Work required:
Scan the entries below and report only how many lines contain "name".

Information supplied:
BEGIN

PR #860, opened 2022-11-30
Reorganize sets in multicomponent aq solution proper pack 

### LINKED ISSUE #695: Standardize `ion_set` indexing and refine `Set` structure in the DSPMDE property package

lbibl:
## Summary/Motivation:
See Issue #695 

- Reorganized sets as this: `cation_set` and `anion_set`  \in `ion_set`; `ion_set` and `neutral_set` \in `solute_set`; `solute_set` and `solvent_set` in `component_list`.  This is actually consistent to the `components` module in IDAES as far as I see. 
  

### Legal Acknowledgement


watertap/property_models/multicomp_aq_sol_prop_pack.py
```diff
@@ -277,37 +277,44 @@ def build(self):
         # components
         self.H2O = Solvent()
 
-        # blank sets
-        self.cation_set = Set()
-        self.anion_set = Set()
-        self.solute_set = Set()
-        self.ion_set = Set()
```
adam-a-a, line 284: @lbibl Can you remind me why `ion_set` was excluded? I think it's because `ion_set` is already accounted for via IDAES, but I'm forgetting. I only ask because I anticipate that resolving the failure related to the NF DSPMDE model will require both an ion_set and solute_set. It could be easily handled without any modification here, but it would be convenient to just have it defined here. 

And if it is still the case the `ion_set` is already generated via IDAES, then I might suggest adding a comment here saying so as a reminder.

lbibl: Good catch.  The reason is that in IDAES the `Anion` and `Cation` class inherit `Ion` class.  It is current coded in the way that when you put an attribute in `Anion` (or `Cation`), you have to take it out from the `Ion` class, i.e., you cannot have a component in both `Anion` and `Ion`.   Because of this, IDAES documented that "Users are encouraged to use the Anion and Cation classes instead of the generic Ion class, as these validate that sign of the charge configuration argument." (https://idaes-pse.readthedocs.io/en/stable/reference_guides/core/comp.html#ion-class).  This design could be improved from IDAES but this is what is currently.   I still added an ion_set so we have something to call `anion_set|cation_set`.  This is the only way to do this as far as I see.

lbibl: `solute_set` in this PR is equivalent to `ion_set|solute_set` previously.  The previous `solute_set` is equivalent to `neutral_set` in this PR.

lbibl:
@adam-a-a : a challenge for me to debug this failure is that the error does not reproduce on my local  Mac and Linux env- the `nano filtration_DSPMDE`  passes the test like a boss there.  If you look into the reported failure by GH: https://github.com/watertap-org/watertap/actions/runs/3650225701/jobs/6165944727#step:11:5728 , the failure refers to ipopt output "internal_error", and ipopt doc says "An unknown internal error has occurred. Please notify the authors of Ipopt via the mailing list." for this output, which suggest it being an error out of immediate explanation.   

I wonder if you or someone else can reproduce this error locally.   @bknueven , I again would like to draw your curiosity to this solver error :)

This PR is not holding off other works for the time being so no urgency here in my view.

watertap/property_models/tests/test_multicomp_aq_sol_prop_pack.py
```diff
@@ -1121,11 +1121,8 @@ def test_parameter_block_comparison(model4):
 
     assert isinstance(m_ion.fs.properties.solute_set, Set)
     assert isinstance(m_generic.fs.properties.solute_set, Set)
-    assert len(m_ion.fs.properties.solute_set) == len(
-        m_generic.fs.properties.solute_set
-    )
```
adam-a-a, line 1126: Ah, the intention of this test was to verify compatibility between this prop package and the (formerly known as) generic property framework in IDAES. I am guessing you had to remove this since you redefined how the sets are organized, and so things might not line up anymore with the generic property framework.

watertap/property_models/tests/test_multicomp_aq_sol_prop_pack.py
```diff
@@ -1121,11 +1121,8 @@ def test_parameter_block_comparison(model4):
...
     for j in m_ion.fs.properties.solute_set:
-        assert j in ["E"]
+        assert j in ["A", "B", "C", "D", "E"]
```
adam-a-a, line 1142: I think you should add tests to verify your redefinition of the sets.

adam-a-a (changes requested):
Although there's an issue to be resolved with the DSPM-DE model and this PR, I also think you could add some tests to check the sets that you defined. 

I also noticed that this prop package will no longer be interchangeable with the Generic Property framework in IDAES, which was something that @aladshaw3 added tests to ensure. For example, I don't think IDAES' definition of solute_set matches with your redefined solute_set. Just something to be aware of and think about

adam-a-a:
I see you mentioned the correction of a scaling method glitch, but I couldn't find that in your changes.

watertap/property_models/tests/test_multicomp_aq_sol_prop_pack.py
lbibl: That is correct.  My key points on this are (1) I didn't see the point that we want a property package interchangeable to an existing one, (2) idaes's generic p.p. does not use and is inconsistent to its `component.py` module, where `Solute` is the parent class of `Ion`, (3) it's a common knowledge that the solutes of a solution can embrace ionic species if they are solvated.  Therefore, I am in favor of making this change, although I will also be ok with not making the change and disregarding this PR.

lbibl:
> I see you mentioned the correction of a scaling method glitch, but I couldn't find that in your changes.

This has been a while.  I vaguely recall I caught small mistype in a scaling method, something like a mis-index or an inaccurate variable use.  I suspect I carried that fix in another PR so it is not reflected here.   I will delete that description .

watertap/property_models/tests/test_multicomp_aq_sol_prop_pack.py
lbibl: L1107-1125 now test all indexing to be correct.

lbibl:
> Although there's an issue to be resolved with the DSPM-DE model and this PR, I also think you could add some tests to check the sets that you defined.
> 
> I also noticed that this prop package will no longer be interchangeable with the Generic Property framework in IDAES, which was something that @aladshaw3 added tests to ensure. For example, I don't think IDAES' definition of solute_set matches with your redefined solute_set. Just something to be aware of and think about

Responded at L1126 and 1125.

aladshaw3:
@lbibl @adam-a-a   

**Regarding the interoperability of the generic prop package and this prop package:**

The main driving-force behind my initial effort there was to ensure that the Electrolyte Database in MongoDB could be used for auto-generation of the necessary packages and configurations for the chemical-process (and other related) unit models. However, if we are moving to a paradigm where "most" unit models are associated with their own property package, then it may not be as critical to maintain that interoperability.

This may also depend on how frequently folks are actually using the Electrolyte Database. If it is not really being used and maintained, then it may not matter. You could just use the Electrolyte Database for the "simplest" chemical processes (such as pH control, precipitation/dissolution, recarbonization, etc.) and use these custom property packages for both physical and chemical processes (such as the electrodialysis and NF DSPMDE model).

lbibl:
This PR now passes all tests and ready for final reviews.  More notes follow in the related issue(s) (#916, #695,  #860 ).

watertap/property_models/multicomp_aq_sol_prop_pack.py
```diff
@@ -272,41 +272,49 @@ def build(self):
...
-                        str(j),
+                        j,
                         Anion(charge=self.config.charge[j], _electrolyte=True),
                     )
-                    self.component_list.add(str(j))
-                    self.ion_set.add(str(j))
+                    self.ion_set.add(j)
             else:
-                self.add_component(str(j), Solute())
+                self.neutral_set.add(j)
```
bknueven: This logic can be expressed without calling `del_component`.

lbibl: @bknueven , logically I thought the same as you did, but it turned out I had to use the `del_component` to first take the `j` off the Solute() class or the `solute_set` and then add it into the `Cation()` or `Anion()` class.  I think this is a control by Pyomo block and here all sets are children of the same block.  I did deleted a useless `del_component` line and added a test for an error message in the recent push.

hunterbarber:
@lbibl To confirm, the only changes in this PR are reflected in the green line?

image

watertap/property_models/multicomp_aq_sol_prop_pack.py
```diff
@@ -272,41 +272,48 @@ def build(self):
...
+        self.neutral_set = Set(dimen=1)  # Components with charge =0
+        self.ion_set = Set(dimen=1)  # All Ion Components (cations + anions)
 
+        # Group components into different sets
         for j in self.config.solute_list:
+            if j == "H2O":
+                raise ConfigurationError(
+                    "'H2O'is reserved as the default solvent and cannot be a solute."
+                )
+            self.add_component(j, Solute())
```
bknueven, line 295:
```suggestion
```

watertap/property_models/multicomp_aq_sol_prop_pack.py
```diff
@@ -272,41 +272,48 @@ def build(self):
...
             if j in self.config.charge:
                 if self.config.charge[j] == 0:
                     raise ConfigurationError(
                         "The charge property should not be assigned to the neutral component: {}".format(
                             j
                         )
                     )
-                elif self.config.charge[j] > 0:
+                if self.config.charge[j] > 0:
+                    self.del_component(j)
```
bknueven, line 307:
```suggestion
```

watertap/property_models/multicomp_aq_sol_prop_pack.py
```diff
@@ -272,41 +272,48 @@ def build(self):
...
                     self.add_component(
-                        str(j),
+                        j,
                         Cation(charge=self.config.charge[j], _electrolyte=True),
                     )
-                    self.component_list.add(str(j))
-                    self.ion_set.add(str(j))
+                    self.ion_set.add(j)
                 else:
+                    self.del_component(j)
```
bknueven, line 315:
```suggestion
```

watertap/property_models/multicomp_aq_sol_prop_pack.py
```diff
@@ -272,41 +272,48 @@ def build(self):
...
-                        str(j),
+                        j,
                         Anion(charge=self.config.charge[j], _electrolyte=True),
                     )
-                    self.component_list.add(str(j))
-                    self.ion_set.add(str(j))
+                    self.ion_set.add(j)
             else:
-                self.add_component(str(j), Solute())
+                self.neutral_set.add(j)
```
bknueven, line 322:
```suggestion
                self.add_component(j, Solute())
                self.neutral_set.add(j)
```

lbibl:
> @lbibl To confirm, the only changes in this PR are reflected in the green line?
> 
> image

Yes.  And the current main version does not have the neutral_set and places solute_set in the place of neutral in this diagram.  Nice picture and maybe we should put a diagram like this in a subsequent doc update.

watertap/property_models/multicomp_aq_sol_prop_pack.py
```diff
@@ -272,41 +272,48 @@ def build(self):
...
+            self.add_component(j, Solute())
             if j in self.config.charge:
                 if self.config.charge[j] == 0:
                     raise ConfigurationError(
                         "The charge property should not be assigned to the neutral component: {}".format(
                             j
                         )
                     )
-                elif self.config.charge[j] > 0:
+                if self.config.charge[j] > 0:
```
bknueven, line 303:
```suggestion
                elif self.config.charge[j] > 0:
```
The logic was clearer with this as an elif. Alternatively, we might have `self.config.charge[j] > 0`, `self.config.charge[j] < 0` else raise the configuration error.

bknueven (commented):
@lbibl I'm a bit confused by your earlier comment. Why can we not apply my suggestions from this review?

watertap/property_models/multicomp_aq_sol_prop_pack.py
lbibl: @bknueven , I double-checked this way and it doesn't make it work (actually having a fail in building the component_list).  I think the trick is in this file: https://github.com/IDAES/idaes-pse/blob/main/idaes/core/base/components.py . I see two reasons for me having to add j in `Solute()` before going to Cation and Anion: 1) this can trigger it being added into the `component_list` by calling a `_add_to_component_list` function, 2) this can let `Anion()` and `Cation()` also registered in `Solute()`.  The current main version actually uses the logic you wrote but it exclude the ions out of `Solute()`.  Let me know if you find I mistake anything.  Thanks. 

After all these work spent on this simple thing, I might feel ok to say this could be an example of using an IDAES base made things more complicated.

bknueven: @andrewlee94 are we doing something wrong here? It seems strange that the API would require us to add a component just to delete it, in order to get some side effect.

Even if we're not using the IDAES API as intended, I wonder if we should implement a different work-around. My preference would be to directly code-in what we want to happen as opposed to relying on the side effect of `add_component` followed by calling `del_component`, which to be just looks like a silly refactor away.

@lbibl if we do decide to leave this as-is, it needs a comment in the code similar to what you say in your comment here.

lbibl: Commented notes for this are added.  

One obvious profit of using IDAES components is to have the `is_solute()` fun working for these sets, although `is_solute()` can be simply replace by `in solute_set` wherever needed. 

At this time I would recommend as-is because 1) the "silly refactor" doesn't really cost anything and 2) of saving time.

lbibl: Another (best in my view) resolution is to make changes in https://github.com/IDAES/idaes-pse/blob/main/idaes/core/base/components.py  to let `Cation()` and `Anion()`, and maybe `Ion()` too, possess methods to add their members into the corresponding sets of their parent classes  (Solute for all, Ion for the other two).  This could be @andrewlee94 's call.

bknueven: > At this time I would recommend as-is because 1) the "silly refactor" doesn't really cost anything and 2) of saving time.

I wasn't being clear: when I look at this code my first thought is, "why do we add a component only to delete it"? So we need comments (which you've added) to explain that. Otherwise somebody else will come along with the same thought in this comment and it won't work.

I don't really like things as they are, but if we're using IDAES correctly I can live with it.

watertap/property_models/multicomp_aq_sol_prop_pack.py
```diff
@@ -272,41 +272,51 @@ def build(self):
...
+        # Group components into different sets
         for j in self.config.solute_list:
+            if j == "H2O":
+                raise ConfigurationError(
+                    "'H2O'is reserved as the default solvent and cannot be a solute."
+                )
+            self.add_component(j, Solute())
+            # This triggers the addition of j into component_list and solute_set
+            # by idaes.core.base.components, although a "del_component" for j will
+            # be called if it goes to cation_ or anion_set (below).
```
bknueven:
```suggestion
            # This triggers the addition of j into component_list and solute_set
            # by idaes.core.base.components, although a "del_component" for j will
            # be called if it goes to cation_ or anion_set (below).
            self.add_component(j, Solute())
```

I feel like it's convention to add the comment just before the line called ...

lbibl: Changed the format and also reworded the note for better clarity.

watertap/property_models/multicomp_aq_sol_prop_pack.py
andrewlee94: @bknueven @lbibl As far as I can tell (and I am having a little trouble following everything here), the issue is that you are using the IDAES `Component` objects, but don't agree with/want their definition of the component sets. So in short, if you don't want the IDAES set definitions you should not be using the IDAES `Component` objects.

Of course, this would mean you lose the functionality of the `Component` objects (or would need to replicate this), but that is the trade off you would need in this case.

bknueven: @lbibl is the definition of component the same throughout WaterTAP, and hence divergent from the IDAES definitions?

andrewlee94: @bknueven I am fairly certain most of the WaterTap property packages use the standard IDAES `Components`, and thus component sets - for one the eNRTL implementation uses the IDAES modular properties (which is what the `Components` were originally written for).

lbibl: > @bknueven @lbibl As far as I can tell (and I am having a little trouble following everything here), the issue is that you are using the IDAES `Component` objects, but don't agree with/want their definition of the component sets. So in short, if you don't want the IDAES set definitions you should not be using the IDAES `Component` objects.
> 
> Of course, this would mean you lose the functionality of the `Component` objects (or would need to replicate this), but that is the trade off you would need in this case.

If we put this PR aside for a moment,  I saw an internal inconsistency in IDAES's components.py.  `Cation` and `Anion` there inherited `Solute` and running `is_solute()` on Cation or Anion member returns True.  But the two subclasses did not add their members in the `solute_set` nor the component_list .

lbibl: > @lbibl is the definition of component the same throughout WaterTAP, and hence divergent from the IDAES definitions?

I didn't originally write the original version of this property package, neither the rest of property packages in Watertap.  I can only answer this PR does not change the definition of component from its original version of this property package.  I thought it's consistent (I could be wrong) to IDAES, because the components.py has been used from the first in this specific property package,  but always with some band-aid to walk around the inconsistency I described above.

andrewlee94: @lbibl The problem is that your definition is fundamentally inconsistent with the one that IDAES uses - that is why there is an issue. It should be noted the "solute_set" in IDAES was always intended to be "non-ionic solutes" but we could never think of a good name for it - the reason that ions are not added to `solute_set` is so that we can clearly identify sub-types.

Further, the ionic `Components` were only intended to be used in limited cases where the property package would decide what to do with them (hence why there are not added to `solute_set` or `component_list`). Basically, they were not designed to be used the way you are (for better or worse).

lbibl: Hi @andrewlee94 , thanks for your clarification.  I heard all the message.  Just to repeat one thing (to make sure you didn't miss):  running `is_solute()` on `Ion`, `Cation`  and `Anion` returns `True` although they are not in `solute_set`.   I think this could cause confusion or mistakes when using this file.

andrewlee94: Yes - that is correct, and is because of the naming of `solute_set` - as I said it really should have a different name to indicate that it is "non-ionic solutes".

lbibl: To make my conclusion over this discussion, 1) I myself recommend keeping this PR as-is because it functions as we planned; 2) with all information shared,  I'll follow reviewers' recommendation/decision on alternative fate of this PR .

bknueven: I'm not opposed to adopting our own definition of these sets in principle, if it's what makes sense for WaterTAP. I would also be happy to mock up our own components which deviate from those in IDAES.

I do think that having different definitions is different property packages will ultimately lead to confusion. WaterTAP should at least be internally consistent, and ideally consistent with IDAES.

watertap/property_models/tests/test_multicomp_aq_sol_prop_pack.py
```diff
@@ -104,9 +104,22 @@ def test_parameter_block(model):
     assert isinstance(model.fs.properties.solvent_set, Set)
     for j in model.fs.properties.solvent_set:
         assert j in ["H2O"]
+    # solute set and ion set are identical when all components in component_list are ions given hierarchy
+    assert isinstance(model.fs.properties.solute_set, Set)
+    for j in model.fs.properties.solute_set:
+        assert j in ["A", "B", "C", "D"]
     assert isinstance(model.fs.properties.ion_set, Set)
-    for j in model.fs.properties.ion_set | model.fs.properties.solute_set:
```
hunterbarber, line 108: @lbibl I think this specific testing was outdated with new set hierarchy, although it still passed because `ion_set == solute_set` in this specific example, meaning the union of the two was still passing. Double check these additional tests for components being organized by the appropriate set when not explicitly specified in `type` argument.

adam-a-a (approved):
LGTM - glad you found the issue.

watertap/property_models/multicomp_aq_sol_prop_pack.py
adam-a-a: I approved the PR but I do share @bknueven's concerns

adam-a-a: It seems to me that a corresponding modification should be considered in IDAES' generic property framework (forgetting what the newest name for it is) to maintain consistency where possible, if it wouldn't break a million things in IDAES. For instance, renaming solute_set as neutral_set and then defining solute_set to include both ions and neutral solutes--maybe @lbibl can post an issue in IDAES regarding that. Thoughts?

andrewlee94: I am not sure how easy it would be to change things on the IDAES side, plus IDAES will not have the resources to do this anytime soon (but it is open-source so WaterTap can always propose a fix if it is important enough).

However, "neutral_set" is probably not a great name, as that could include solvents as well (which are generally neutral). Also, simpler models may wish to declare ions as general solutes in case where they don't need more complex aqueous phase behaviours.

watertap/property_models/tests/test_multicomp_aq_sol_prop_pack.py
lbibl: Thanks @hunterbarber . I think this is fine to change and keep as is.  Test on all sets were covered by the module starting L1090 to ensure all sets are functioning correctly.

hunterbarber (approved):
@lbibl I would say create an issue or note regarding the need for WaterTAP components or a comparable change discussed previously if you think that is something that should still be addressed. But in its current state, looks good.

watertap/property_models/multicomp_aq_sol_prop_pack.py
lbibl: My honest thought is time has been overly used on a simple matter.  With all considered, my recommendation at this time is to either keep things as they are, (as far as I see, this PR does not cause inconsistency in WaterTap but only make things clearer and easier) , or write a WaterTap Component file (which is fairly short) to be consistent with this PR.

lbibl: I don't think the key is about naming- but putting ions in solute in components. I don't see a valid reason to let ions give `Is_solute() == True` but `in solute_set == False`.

END

Exercise output:
4